TASK OBJECTIVE:
The records below must be transcribed exactly.

DATA FOR PROCESSING below:

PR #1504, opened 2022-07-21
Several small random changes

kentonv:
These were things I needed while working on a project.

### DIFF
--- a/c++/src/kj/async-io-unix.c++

End of DATA FOR PROCESSING.

ANSWER AREA:
PR #1504, opened 2022-07-21
Several small random changes

kentonv:
These were things I needed while working on a project.

### DIFF
--- a/c++/src/kj/async-io-unix.c++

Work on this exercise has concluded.